Exercise directions: Give back every line of the data below exactly.

(Stored data)
PR #2193, opened 2016-03-23
Configuration file for HAP2 plugins.

kz0817:
Previously plugins need many command line arguments such as paramters for conneting AMQP brokers. This patch provides a feature in which they are given by the configuration file.

NOTE: This is a revised version of #2148.

PR #2198, opened 2016-03-25
Hap2 conf 5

Solution:
PR #2193, opened 2016-03-23
Configuration file for HAP2 plugins.

kz0817:
Previously plugins need many command line arguments such as paramters for conneting AMQP brokers. This patch provides a feature in which they are given by the configuration file.

NOTE: This is a revised version of #2148.

PR #2198, opened 2016-03-25
Hap2 conf 5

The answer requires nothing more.